The reply must return each line of the data exactly.

[Saved entries]

□ □ □ □ □

PR #1553, opened 2025-03-23
scx_p2dq: Fix vtime accounting

hodgesds:
When a task stops running fix the fix time by adding the weighted vtime to the current vtime.

Reported-by: Changwoo Min <changwoo@igalia.com>

### DIFF
--- a/scheds/rust/scx_p2dq/src/bpf/main.bpf.c
+++ b/scheds/rust/scx_p2dq/src/bpf/main.bpf.c
@@ -728,7 +728,7 @@ void BPF_STRUCT_OPS(p2dq_stopping, struct task_struct *p, bool runnable)
 	}
 
 	used = now - taskc->last_run_at;
-	p->scx.dsq_vtime = scale_by_task_weight(p, used);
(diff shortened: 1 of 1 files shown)


arighi (approved):

scheds/rust/scx_p2dq/src/bpf/main.bpf.c
```diff
@@ -728,7 +728,7 @@ void BPF_STRUCT_OPS(p2dq_stopping, struct task_struct *p, bool runnable)
 	}
 
 	used = now - taskc->last_run_at;
-	p->scx.dsq_vtime = scale_by_task_weight(p, used);
+	p->scx.dsq_vtime += scale_by_task_weight(p, used);
```
multics69, line 731: I think `scale_by_task_weight_inverse()` should be used to correctly reflect priority.

multics69 (approved):

scheds/rust/scx_p2dq/src/bpf/main.bpf.c
hodgesds: Yeah, that ended up working well when testing with various nice levels with stress-ng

□ □ □ □ □

Answer
PR #1553, opened 2025-03-23
scx_p2dq: Fix vtime accounting

hodgesds:
When a task stops running fix the fix time by adding the weighted vtime to the current vtime.

Reported-by: Changwoo Min <changwoo@igalia.com>

### DIFF
--- a/scheds/rust/scx_p2dq/src/bpf/main.bpf.c
+++ b/scheds/rust/scx_p2dq/src/bpf/main.bpf.c
@@ -728,7 +728,7 @@ void BPF_STRUCT_OPS(p2dq_stopping, struct task_struct *p, bool runnable)
 	}
 
 	used = now - taskc->last_run_at;
-	p->scx.dsq_vtime = scale_by_task_weight(p, used);
(diff shortened: 1 of 1 files shown)


arighi (approved):

scheds/rust/scx_p2dq/src/bpf/main.bpf.c
```diff
@@ -728,7 +728,7 @@ void BPF_STRUCT_OPS(p2dq_stopping, struct task_struct *p, bool runnable)
 	}
 
 	used = now - taskc->last_run_at;
-	p->scx.dsq_vtime = scale_by_task_weight(p, used);
+	p->scx.dsq_vtime += scale_by_task_weight(p, used);
```
multics69, line 731: I think `scale_by_task_weight_inverse()` should be used to correctly reflect priority.

multics69 (approved):

scheds/rust/scx_p2dq/src/bpf/main.bpf.c
hodgesds: Yeah, that ended up working well when testing with various nice levels with stress-ng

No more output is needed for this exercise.